При этом рассматриваемый разрыв нельзя осмыслить как чисто культурное дело: действительно, теории постмодерна — прославляющие его или же выраженные на языке морального отвращения или разоблачения — отличаются заметным семейным сходством со всеми этими более амбициозными социологическими обобщениями, которые, по сути в то же самое время, сообщают о пришествии и учреждении совершенно нового типа общества, получившего наибольшую известность под именем «постиндустриального» (Дэниэл Белл), но также часто называется потребительским обществом, обществом медиа, информационным обществом, электронным обществом, обществом высоких технологий и т. п. У таких теорий есть очевидная идеологическая задача — доказать, к их собственному удовольствию, что новая социальная формация более не подчиняется законам классического капитализма, то есть верховенству промышленного производства и вездесущей классовой борьбы. Поэтому марксистская традиция решительно им сопротивлялась, за показательным исключением экономиста Эрнеста Манделя, который в своей книге «Поздний капитализм» ставит задачу не только проанализировать историческую специфику этого нового общества (рассматриваемого у него в качестве третьей стадии или момента в эволюции капитала), но также и доказать, что оно является, если уж на то пошло, более чистой стадией капитализма, чем любой из предшествующих его моментов. Я вернусь к этому аргументу позже; пока же достаточно заранее указать на пункт, который будет разбираться во второй главе, а именно на то, что каждая позиция относительно постмодернизма в культуре — будь она апологией или стигматизацией — является в то же самое время, причем по необходимости, явной или неявной политической позицией в отношении природы современного мультинационального капитализма.

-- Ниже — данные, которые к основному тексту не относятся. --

Issue #566, opened 2017-02-09
Prevent Add Delegate modal from disappearing


tdowds:
I'm hearing complaints from advisors that the modal to add a delegate often disappears before they are able to add. I have seen this happen locally. It seems to happen when you login, navigate to the roster view, and then hit add delegate - the page then refreshes on its own.

The source of this issue is that in the stores we emit a FETCHED action after we successfully get the items of that store from the server. However if nothing comes back this FETCHED actions get emitted, the component refreshes, and then calls the store's getter, and seeing that there are no delegates, repeats this process. This is causing the modal in the AdvisorRosterView to disappear when the advisor has no delegates.

What is needed for this task is some way of differentiating between "having no delegates" and "haven't fetched yet", and updated unit tests to catch this case

PR #570, opened 2017-02-19
Fixed delegate store with no delegates

m-j-mcdonald:
This address issue #566 by adding a simple flag to the store to tell whether or not delegates have been fetched. The old version was abusing the existing data by inferring whether data had been fetched using the value in the store and matching no data to having not fetched data.

### DIFF
--- a/huxley/www/js/components/AdvisorAssignmentsView.js
+++ b/huxley/www/js/components/AdvisorAssignmentsView.js
@@ -81,7 +81,9 @@ var AdvisorAssignmentsView = React.createClass({
 
   render: function() {
     var finalized = CurrentUserStore.getFinalized();
+    var committees = this.state.committees;
     var conference = this.context.conference;
+    var countries = this.state.countries;
     return (
       <InnerView>
         <h2>Assignments</h2>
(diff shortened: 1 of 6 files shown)


huxley/www/js/components/AdvisorAssignmentsView.js
```diff
@@ -112,7 +114,11 @@ var AdvisorAssignmentsView = React.createClass({
                 </tr>
               </thead>
               <tbody>
-                {this.renderAssignmentRows()}
+                {
+                  Object.keys(committees).length > 0 && Object.keys(countries).length > 0 ?
```
m-j-mcdonald: This is a side issue I've been noticing that seemed to small for a separate PR. The old code was triggering some promise rejections that didn't seem to be affecting anything but this provides a guarantee.

huxley/www/js/stores/DelegateStore.js
```diff
@@ -100,6 +100,7 @@ class DelegateStore extends Store {
         var userID = CurrentUserStore.getCurrentUser().id;
         if(userID != _previousUserID) {
```
tdowds: space after the if keyword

Последнее предварительное замечание касается метода: нижеследующее не стоит воспринимать в качестве стилистического описания, как описание одного из стилей или движений в культуре. Скорее, я намеревался предложить гипотезу о периодизации, причем в тот самый момент, когда сама концепция исторической периодизации стала представляться весьма проблематичной. В другом тексте я утверждал, что любой изолированный или дискретный культурный анализ всегда предполагает запрятанную в нем или репрессированную теорию исторической периодизации; во всяком случае концепция «генеалогии» избавляется почти от всех традиционных теоретических опасений относительно так называемой линейной истории, теорий «стадий» или телеологической историографии. В данном контексте, однако, более обширное теоретическое обсуждение подобных (вполне реальных) проблем можно, вероятно, заменить несколькими содержательными замечаниями.
Одно из опасений, постоянно порождаемых гипотезами о периодизации, состоит в том, что они стремятся стереть различие и спроецировать представление об определенном историческом периоде как массивной гомогенности (замкнутой с той или другой стороны необъяснимыми хронологическими метаморфозами и знаками пунктуации). Но именно поэтому мне кажется важным понимать постмодернизм не как стиль, но скорее как культурную доминанту: концепцию, которая допускает присутствие и сосуществование ряда весьма разных, но при этом соподчиненных качеств.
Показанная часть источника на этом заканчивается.